> [ACTIVITY]: From the entries below, copy out every line with "should" in it.

::::::

PR #791, opened 2024-07-02
Allow specifying the allowed hosts for Console API

lewijacn:
### Description
We have made assumptions about what allowed hosts are able to use Django API, and this provides a way for a user to specify specific hosts to allow

### Issues Resolved
N/A

### Testing
Local testing

### Check List


TrafficCapture/dockerSolution/src/main/docker/migrationConsole/console_api/console_api/settings.py
```diff
@@ -28,8 +28,23 @@
 # SECURITY WARNING: don't run with debug turned on in production!
 DEBUG = True
 
-DEPLOYED_STAGE = os.environ.get('MIGRATION_STAGE')
-ALLOWED_HOSTS = ['migration-console', f'migration-console.migration.{DEPLOYED_STAGE}.local', 'localhost']
+
+def get_allowed_hosts():
```
mikaylathompson, line 32: minor, but a type annotation would help make it a bit more clear what's going on here.

TrafficCapture/dockerSolution/src/main/docker/migrationConsole/console_api/console_api/settings.py
```diff
@@ -28,8 +28,23 @@
...
+        return ['localhost']
+    # Remove extra spacing and/or quotes
+    hosts = hosts.strip()
+    hosts = hosts.replace('"', '')
+    hosts = hosts.replace('\'', '')
+
+    host_list = []
+    for host in hosts.split(','):
+        host_list.append(host.strip())
+    return host_list
```
mikaylathompson, line 44: This is minor, but we're doing some unnecessary stuff here--the initial strip doesn't matter because we're stripping the individual items (and that's the level we want to do it at)--and we can do this more directly/concisely. On the other hand, I know that I love python one-liners more than the average person, so feel free to disregard this if it makes it less intuitive. (I did make it a two-liner instead of a one-liner though)

```suggestion
    hosts = hosts.replace('"', '').replace('\'', '')
    return [host.strip() for host in hosts.split(',')]
```

mikaylathompson (approved):
I made nitpicky python comments. You can take or leave them.

TrafficCapture/dockerSolution/src/main/docker/migrationConsole/console_api/console_api/settings.py
lewijacn: Added

TrafficCapture/dockerSolution/src/main/docker/migrationConsole/console_api/console_api/settings.py
lewijacn: Agree this is cleaner, have updated now

PR #793, opened 2024-07-03
[Console] Refactor the logic layer

mikaylathompson:
### Description
There's a moderately high amount of stuff going on here.
- Logic -> Middleware
- all the factory methods (get_replayer, get_metrics_source, get_backfill, etc.) are now grouped together and out of the individual logic classes
- there's a decorator to handle `as_json` in commands. Right now, this is only being used by middleware functions for `describe`, but to support an api, we'll need to make this universal down the line. When we get to that point, we should be returning `CommandResult[Dict]` for all but the most trivial of responses so that it can be meaningfully converted to a json (and then have a method to convert it to string for the non-json path).
- Create an error handling decorator that handles our usual cases for error checking and how to output ExitCode tuples. 

### Issues Resolved

### Testing

### Check List


.whitesource
```diff
@@ -1,23 +1,17 @@
 {
```
AndreKurait, line 1: This diff should be removed with a rebase

AndreKurait (approved):
Thanks for this refactor. Seems like a step in the right direction. I see some improvements to be made for the decorators, particularly with better ability to check typing statically, but will leave that to future changes as it's a 2 way door

TrafficCapture/dockerSolution/src/main/docker/migrationConsole/lib/console_link/console_link/middleware/backfill.py
```diff
@@ -0,0 +1,56 @@
...
+def status(backfill: Backfill, deep_check: bool, *args, **kwargs) -> CommandResult[Tuple[BackfillStatus, str]]:
+    logger.info(f"Getting backfill status with {deep_check=}")
+    return backfill.get_status(deep_check, *args, **kwargs)
+
+
+@handle_errors("backfill",
+               on_success=lambda status: (ExitCode.SUCCESS, status))
+def scale(backfill: Backfill, units: int, *args, **kwargs) -> CommandResult[str]:
+    logger.info(f"Scaling backfill to {units} units")
+    return backfill.scale(units, *args, **kwargs)
```
AndreKurait, line 56: Can you help me understand what *args and **kwargs are intended for if we're passing all the variables directly like units here

mikaylathompson: That's a good question. The way I've been thinking about is that it's for optional params that might apply to one type of service but not another, and this ensures they get passed all the way through. So far, we've almost entirely avoided actually having that kind of parameter, so putting these in place may have been premature.

mikaylathompson: I think we definitely want to explicitly specify the params that are core to the functionality (like `units`), but I don't have a clear sense of whether we'll actually need the rest. So far, we've done well at pushing everything we can into the services.yaml.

::::::

> [RESPONSE AREA]:
- there's a decorator to handle `as_json` in commands. Right now, this is only being used by middleware functions for `describe`, but to support an api, we'll need to make this universal down the line. When we get to that point, we should be returning `CommandResult[Dict]` for all but the most trivial of responses so that it can be meaningfully converted to a json (and then have a method to convert it to string for the non-json path).
AndreKurait, line 1: This diff should be removed with a rebase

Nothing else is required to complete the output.